» **Problem statement**
Copy exactly the lines from the first line of the records below through the line containing "### Summary", including both, and nothing else.

» **Exercise input**
PR #963, opened 2026-09-17
feat: add NetherNet support

lt-name:


tachibana-kanade-angel:
## 🤖 AI Review

### Summary
Adds a NetherNet (WebRTC) transport that runs alongside RakNet: an HTTP signaling endpoint (sharing the server port over TCP) accepts SDP offers, and each peer becomes a `NetherNetChildChannel` carrying the same batch payloads as RakNet. The change includes a new `NetherNetInterface` / `NetherNetPlayerSession`, per-session ingress token buckets and backpressure mirroring `RakNetPlayerSession`, a signaling-identity binding check in place of the skipped Bedrock encryption handshake, a new `network-settings.nethernet` config section with localized comments for all six languages, dependency wiring (netty-transport-nethernet + libdatachannel arch-detect), and two new tests (signaling smoke test + nested config comment round-trip). `mvn compile` passes on this branch.

### Issues Found
#### Blocking Issues
- None.

#### Non-blocking Issues
- `NetherNetSettings.enabled` defaults to `true`, so upgrading servers will suddenly bind a TCP listener on `server-port`. Hosts that already use TCP on that port (tunnels, proxies, panel integrations) will hit a bind conflict on startup. The failure path is handled gracefully (logged fatal, server continues without NetherNet), but a conservative default or a release-note callout may be worth considering.
- `NetherNetSignalingSmokeTest` loads the native libdatachannel library. On platforms/architectures not covered by the bundled arch-detect natives (e.g. unusual CI runners), this test will fail at `LibDataChannelArchDetect.initialize()`. Consider an assumption-based skip when the native library is unavailable.
- `NetherNetInterface.shutdown()` and `emergencyShutdown()` are byte-for-byte identical; if that is intentional, a short comment noting they deliberately behave the same would help future readers.
- `NetherNetInterface.eventLoopGroup` is a fixed 2-thread NIO group. Fine for a secondary transport, but there is no way to tune it via config if a server ends up with heavy NetherNet traffic.

### Recommendations
- Mention the new TCP listener on `server-port` in the changelog/release notes, since it is a behavioral change visible to hosts even when no NetherNet client ever connects.
- If the native-library smoke test proves flaky on CI, gate it behind an availability check rather than deleting it — it is good coverage of the signaling path.

### Notes
- The login-chain → signaling identity binding in `Player` (`checkIdentityBinding`) correctly addresses the replay risk created by skipping the Bedrock encryption handshake; encryption is also explicitly disabled for NetherNet sessions, matching the DTLS-carried design.
- The ingress rate limiting, malformed-batch handling, and fair round-robin drain closely follow the hardened `RakNetPlayerSession` logic, so the new transport inherits the existing DoS protections.
- `ConfigComments` now recurses into nested sub-configs; this is a generic improvement covered by `ConfigCommentsTest`.

@lt-name ready to merge

---
🤖 AI Review

tachibana-kanade-angel (approved):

» **Output of the exercise**
PR #963, opened 2026-09-17
feat: add NetherNet support

lt-name:


tachibana-kanade-angel:
## 🤖 AI Review

### Summary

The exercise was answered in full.